#### WHAT TO WORK ON:
In the records below, some lines hold the word "that". Copy each of those lines.
### SUPPLIED MATERIAL ###
PR #2662, opened 2025-07-22
FIX Prefix tuning after transformers PR 38635

BenjaminBossan:
Due to https://github.com/huggingface/transformers/pull/38635, [several tests involving prefix tuning broke](https://github.com/huggingface/peft/actions/runs/16417140904/job/46385751329).

This PR fixes this by resolving two issues:

1. The `_supports_cache_class` attribute was removed, we can now assume that it is True if the attribute does not exist.

2. We had special handling of `past_key_values` for `GPTBigCodeForCausalLM` which is no longer required (nor valid) after that PR, so it is removed depending on the transformers version.


zucchini-nlp (approved):
Nicee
###
#### EXERCISE OUTPUT:
1. The `_supports_cache_class` attribute was removed, we can now assume that it is True if the attribute does not exist.
2. We had special handling of `past_key_values` for `GPTBigCodeForCausalLM` which is no longer required (nor valid) after that PR, so it is removed depending on the transformers version.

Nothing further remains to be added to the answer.